• ASSIGNMENT: Could you set down exactly the lines of the data below, starting at the one that holds "melekes: I'd argue" and ending at the one that holds "All updated @melekes, PTAL.", both included, and only those?

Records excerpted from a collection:

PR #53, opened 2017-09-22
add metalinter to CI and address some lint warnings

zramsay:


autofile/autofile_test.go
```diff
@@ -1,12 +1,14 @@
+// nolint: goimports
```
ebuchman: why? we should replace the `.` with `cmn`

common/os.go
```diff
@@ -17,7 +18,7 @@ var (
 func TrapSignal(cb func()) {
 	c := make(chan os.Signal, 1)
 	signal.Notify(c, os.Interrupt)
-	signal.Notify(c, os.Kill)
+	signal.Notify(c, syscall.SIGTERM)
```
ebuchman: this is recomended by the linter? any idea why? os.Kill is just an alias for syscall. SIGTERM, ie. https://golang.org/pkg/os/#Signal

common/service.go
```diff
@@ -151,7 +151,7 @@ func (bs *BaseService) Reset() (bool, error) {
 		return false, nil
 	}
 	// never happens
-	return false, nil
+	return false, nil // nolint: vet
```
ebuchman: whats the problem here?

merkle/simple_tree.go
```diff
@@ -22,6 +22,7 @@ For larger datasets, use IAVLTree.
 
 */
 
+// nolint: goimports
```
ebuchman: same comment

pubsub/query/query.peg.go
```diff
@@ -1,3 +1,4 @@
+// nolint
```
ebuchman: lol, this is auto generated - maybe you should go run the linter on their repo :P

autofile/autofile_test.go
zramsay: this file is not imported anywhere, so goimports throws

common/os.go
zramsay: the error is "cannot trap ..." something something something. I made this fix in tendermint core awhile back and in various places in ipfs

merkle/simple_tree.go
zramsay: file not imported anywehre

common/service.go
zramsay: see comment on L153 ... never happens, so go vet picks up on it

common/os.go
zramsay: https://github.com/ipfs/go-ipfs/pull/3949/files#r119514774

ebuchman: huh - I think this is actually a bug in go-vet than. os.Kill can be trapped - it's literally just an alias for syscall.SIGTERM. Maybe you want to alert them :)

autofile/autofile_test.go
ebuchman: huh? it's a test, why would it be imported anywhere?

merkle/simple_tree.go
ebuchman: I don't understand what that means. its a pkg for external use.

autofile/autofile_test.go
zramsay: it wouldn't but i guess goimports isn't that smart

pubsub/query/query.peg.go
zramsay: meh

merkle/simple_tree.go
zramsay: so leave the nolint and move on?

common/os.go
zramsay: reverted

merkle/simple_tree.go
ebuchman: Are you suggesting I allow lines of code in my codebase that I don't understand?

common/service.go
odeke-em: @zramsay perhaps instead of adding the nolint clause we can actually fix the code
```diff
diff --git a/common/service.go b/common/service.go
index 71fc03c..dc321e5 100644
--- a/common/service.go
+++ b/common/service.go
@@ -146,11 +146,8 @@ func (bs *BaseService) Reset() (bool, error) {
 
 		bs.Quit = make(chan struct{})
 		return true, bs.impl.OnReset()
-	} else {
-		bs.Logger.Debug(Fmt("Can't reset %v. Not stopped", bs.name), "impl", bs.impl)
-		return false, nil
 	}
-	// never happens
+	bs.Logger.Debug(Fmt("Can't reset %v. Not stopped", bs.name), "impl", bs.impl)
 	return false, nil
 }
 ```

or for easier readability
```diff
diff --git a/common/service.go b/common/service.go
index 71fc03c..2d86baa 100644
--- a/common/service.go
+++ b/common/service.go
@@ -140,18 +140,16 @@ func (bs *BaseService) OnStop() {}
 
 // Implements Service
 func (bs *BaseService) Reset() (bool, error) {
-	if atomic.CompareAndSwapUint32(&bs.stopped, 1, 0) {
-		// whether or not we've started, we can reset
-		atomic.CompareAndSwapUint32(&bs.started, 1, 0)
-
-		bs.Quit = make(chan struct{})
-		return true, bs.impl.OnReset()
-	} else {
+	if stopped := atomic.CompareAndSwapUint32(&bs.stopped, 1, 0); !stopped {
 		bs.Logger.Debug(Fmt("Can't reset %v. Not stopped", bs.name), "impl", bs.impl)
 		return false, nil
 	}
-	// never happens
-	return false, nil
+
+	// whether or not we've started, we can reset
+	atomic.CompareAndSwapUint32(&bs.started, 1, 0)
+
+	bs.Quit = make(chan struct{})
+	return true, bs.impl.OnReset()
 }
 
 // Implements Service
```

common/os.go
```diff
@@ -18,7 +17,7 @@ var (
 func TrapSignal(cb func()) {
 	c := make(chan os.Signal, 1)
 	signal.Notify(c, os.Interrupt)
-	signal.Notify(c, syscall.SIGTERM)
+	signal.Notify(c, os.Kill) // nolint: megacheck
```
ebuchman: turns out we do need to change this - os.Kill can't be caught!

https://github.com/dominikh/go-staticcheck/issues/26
...
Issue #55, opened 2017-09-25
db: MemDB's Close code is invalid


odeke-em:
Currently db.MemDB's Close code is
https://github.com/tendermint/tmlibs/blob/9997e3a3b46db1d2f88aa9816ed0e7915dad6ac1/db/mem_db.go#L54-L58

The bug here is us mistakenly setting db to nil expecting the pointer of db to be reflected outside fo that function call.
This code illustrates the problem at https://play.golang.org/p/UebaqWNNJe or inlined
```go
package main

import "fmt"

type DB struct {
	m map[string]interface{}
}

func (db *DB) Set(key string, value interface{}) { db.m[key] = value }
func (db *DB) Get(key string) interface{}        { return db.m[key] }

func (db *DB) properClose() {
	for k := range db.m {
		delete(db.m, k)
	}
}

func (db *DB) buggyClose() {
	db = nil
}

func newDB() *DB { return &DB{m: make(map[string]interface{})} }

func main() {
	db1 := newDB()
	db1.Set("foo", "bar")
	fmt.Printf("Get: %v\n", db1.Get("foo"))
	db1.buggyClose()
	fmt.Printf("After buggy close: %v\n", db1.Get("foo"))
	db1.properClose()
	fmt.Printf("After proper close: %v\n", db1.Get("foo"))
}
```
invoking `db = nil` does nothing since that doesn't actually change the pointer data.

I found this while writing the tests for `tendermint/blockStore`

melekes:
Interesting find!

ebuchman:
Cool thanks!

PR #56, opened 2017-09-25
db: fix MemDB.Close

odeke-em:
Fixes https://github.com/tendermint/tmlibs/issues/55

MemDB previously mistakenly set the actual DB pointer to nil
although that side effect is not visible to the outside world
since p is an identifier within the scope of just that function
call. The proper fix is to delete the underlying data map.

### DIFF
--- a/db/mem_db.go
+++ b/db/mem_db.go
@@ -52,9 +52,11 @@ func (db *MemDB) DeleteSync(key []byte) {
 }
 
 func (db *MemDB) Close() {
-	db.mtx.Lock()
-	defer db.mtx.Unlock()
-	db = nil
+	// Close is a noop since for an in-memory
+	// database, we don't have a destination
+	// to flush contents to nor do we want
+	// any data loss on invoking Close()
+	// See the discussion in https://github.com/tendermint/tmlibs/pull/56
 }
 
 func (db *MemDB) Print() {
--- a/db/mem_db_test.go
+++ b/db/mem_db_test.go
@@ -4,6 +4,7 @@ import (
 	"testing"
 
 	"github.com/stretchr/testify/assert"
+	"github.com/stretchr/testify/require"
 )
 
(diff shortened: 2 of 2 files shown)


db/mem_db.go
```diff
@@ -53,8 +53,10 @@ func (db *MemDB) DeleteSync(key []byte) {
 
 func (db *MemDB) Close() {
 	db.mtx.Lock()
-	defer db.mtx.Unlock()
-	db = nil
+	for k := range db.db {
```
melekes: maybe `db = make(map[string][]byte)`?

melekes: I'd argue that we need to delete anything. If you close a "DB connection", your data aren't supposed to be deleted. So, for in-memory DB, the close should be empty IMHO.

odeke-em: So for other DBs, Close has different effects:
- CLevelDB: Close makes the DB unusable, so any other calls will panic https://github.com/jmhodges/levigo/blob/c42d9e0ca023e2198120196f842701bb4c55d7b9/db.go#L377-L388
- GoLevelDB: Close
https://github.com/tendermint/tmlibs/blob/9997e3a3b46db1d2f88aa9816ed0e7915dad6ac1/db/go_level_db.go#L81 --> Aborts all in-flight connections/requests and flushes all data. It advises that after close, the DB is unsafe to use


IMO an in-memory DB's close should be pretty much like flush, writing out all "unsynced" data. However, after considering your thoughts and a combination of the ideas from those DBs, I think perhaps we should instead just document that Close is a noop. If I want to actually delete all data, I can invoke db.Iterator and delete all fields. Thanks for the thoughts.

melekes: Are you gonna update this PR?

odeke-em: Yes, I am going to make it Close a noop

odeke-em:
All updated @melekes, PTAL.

• SOLUTION TO THE PROBLEM:
melekes: I'd argue that we need to delete anything. If you close a "DB connection", your data aren't supposed to be deleted. So, for in-memory DB, the close should be empty IMHO.

odeke-em: So for other DBs, Close has different effects:
- CLevelDB: Close makes the DB unusable, so any other calls will panic https://github.com/jmhodges/levigo/blob/c42d9e0ca023e2198120196f842701bb4c55d7b9/db.go#L377-L388
- GoLevelDB: Close
https://github.com/tendermint/tmlibs/blob/9997e3a3b46db1d2f88aa9816ed0e7915dad6ac1/db/go_level_db.go#L81 --> Aborts all in-flight connections/requests and flushes all data. It advises that after close, the DB is unsafe to use


IMO an in-memory DB's close should be pretty much like flush, writing out all "unsynced" data. However, after considering your thoughts and a combination of the ideas from those DBs, I think perhaps we should instead just document that Close is a noop. If I want to actually delete all data, I can invoke db.Iterator and delete all fields. Thanks for the thoughts.

melekes: Are you gonna update this PR?

odeke-em: Yes, I am going to make it Close a noop

odeke-em:
All updated @melekes, PTAL.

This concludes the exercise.